Among the entries below, find every line that contains the string "commit", then copy it.

#### [Saved data entries]
= Beginning of Section =

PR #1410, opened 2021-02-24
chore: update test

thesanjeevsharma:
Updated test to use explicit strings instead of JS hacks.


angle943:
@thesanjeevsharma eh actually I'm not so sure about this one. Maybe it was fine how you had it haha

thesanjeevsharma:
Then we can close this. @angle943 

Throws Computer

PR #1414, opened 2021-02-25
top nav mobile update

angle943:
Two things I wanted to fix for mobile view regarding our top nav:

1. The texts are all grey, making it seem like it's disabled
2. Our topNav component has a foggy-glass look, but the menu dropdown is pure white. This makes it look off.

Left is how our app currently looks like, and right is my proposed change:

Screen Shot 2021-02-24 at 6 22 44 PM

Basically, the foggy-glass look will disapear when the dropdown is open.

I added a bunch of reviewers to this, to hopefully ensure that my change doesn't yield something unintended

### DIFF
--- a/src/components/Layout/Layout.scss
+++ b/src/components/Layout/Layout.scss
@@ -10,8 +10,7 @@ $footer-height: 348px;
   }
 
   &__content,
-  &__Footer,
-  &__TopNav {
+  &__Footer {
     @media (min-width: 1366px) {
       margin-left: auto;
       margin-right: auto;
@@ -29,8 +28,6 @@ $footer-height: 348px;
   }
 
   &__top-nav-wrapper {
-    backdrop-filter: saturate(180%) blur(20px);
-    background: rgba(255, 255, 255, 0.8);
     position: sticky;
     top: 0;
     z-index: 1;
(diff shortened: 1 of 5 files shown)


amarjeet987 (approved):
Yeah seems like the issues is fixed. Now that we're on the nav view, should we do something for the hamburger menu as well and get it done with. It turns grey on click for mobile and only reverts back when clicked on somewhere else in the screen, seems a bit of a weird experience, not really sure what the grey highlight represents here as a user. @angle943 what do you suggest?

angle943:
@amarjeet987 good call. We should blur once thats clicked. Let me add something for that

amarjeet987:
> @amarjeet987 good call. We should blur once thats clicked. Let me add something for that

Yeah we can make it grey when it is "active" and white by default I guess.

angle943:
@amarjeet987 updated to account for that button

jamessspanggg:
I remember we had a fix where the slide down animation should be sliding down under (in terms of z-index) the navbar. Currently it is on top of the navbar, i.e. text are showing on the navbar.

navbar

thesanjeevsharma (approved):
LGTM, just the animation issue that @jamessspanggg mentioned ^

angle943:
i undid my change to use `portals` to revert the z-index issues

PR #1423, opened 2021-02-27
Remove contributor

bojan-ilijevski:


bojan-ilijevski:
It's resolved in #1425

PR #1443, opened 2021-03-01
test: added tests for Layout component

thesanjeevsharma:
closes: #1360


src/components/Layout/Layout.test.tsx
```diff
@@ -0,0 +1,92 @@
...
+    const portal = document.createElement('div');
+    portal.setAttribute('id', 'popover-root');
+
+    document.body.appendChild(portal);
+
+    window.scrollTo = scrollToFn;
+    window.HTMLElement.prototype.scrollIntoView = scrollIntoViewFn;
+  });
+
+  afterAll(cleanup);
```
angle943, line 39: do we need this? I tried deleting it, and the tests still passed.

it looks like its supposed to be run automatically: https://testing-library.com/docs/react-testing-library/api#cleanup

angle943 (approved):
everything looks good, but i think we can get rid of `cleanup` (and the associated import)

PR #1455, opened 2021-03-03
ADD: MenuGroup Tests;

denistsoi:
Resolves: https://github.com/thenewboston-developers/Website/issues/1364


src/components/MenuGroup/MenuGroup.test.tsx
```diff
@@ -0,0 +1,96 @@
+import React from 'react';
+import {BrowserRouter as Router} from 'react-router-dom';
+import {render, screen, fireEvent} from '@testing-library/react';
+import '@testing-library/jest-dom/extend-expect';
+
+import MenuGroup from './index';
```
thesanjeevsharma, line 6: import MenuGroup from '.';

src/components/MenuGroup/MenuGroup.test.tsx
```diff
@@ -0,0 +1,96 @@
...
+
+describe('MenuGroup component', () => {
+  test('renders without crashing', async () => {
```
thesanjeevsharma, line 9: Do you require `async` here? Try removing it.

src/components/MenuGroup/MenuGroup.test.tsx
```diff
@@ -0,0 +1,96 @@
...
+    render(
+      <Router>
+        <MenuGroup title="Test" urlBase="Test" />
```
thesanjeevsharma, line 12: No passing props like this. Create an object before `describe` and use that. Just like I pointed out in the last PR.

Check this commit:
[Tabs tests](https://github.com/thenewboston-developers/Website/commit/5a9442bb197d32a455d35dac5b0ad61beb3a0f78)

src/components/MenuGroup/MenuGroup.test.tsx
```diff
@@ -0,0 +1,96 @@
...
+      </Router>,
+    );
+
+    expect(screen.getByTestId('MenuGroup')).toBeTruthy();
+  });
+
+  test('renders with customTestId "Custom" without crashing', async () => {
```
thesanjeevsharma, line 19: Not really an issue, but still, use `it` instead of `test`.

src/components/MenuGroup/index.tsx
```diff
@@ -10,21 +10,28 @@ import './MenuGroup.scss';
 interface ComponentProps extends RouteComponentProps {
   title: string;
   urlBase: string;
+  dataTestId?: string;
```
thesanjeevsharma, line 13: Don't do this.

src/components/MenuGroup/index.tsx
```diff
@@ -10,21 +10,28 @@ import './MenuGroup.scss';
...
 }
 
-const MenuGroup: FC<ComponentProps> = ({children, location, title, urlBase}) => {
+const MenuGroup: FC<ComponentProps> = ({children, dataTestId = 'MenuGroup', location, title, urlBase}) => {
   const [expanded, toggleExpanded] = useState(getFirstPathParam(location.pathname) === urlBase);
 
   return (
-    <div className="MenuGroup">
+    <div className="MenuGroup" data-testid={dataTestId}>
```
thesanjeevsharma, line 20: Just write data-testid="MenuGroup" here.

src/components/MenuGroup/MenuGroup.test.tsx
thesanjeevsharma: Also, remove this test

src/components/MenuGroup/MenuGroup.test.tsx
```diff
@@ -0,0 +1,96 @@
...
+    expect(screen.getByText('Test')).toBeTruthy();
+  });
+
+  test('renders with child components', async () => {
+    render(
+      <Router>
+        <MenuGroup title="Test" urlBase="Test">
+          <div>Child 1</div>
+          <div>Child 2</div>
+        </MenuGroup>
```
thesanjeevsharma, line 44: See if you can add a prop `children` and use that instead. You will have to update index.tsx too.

= End of Section =

#### [Exercise answer]
Check this commit:
[Tabs tests](https://github.com/thenewboston-developers/Website/commit/5a9442bb197d32a455d35dac5b0ad61beb3a0f78)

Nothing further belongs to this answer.